Especially when using a template for your website, you’ll often find that pages have a default URL link filled with numbers, letters and question marks. For obvious reasons, these URLs are not user-friendly. You’re not likely to get a user remembering the web page they are looking for, and in addition those URLs just don’t look good. When you’re creating your website, rename all your pages to reflect the content of that page. Keep it short and memorable. If you’re creating a blog post for example, and the title of your post is long, just pick out the keywords and remove all the unnecessary small words. Use hyphens to separate each word, and keep each URL at a maximum of 4 or 5 words. That way, when readers come to your site, it’s easier for them to find and share your page in the future.

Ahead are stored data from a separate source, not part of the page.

Issue #136, opened 2019-08-08
Vagrant behind proxy needs no_proxy for CNI IPs


CraigSterrett:
When Vagrant spins up nodes, it needs to add to the no_proxy setting the IP range being used by the CNI. Currently that is 192.168.0.0/16. Without that the worker nodes will not be able to reach the control plane.

PR #155, opened 2019-08-22
Fix no_proxy issue and remove hardcoded box version

CraigSterrett:
Fixed an issue where no_proxy was not getting set to include the
CIDR being used by the CNI. This resulted in kubeadm join command
trying to go out through the proxy server.
Also removed hardcoded vagrant box version. This change will now
allow the override of the version, or if no override is passed in
it will take the version on the system, or download the latest version.

Closes issue #136

### DIFF
--- a/clr-k8s-examples/Vagrantfile
+++ b/clr-k8s-examples/Vagrantfile
@@ -13,8 +13,10 @@ $disks = 2
 $disk_prefix = File.basename(File.dirname(__FILE__), "/")
 $disk_size = "10G"
 $box = "AntonioMeireles/ClearLinux"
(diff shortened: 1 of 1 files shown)


NitinAtIntel:
Super small thing but did you see the commit was made by root? :)

krsna1729:
1. Split into separate PRs
2. Re: proxy - guessing this does not help bare-metal/non-vagrant environments. We want use of vagrant magic to be as minimal as possible. Its only there to provide an infra to test. Lets move the appending of NO_PROXY into system_setup?

CraigSterrett:
OK will split

PR #157, opened 2019-08-22
Support for Virtualbox

ahsan518:
This change adds the env variable for the support for
virtualbox.


ganeshmaharaj:
@ahsan518 could you add a small commit message explanation as to why this change is needed and unique to just virtualbox? This way anyone who tries to understand this change would know why.

Issue #101, opened 2019-06-17
kubelet fails to start


pohly:
I tried `vagrant up --provider=virtualbox` today. It updated to Clear Linux 29940. Then it failed with kubelet refusing to start:
```
    clr-01: Created symlink /etc/systemd/system/multi-user.target.wants/kubelet.service → /usr/lib/systemd/system/kubelet.service.
    clr-01: Created symlink /etc/systemd/system/multi-user.target.wants/crio.service → /usr/lib/systemd/system/crio.service.
    clr-01: Job for kubelet.service failed because the control process exited with error code.
    clr-01: See "systemctl status kubelet.service" and "journalctl -xe" for details.
```

Logging in and checking the journal shows:
```
Jun 17 14:27:20 clr-01 kubelet-version-check.sh[4166]: /usr/bin/kubelet-version-check.sh: line 8: /var/lib/kubelet/kubelet_version: No such file or directory
Jun 17 14:27:20 clr-01 kubelet[4165]: F0617 14:27:20.140206    4165 server.go:194] failed to load Kubelet config file /var/lib/kubelet/config.yaml, error failed to read kub>
```

`/var/lib/kubelet/config.yaml` does not exist.

mcastelino:
@pohly we do not support virtualbox as it does not support all the features needed. Can you use libvirt?

krsna1729:
Do we know if the issue is virtualbox or clearlinux version?

krsna1729:
Since the only hypervisor specific stuff is this https://github.com/clearlinux/cloud-native-setup/blob/0e280f40fa21612f436b7f8d9257d3f850aba9c8/clr-k8s-examples/Vagrantfile#L65-L73

cluster init should ideally work unless i am missing something.

Kata for sure wont work since VBox doesnt support nested

krsna1729:
We could move the cpu and memory out to be agnostic i think

mcastelino:
Looks like we have an issue in Clearlinux itself

```
kubectl run -i --tty busybox --image=busybox --restart=Never -- sh
```

```
Error attaching, falling back to logs: error dialing backend: EOF
Error from server: Get https://192.52.100.12:10250/containerLogs/default/busybox/busybox: net/http: TLS
```

pohly:
> we do not support virtualbox as it does not support all the features needed.

[...]

PR #159, opened 2019-08-23
Support for Virtualbox

ahsan518:
This change adds the env variable for the support for
virtualbox to support kubernetes communication between
master and worker nodes. Since KVM gives default ip
address to the spinned up VM's, whereas virtualbox uses
same ip address for all, the kubelet was not functioning
, this change fixes it and assigns the ip address to env
variable.

### DIFF
--- a/clr-k8s-examples/Vagrantfile
+++ b/clr-k8s-examples/Vagrantfile
@@ -85,6 +85,9 @@ Vagrant.configure("2") do |config|
           c.proxy.no_proxy =  (ENV['no_proxy']+"#{$proxy_ip_list}" || ENV['NO_PROXY']+"#{$proxy_ip_list}" || "localhost,127.0.0.1,172.16.10.10#{$proxy_ip_list}")
         end
       end
+      c.vm.provider :virtualbox do |_, override|
+        override.vm.provision "shell", privileged: true, inline: "sudo mkdir -p /etc/profile.d; echo export MASTER_IP=#{$hosts["clr-01"]} > /etc/profile.d/cnsetup.sh"
+      end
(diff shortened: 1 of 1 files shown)


clr-k8s-examples/Vagrantfile
```diff
@@ -85,6 +85,9 @@ Vagrant.configure("2") do |config|
           c.proxy.no_proxy =  (ENV['no_proxy']+"#{$proxy_ip_list}" || ENV['NO_PROXY']+"#{$proxy_ip_list}" || "localhost,127.0.0.1,172.16.10.10#{$proxy_ip_list}")
         end
       end
+      c.vm.provider :virtualbox do |_, override|
+        override.vm.provision "shell", privileged: true, inline: "sudo mkdir -p /etc/profile.d; echo export MASTER_IP=#{$hosts["clr-01"]} > /etc/profile.d/cnsetup.sh"
```
krsna1729: privileged: true and sudo needed?

ganeshmaharaj:
/cc @CraigSterrett @jascott1 

@pohly this change should help you get past your setup issue referenced at #101

clr-k8s-examples/Vagrantfile
ganeshmaharaj: @krsna1729 yes, cause we are stuffing it inside `/etc/` and it won't let you create a folder there as non-root.

pohly:
I can bring up a four node cluster with `vagrant up --provider=virtualbox` and this PR.  I have not tried whether `./create_stack.sh all` works completely (it seems so, I just didn't join any other nodes and then aborted).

Add descriptions to images on your site

The alt text on an image is a good place to write descriptive text that could include a keyword or two. Since Google can’t crawl images, this is a good way to tell Google what your image is about and how it relates to your content. You can add a caption to an image for added benefit too.

So, for those of you setting out with a new website or looking to improve an existing one, all the above are great places to start. Just remember: it’s 90% about great website content! Optimising your website with good titles, descriptions, memorable URLs and image text certainly help. But once you’ve got interesting and relevant content, the links, sharing and great visibility of your website will follow… and you’ll be sending a clear message to the search engines that your website deserves to be seen!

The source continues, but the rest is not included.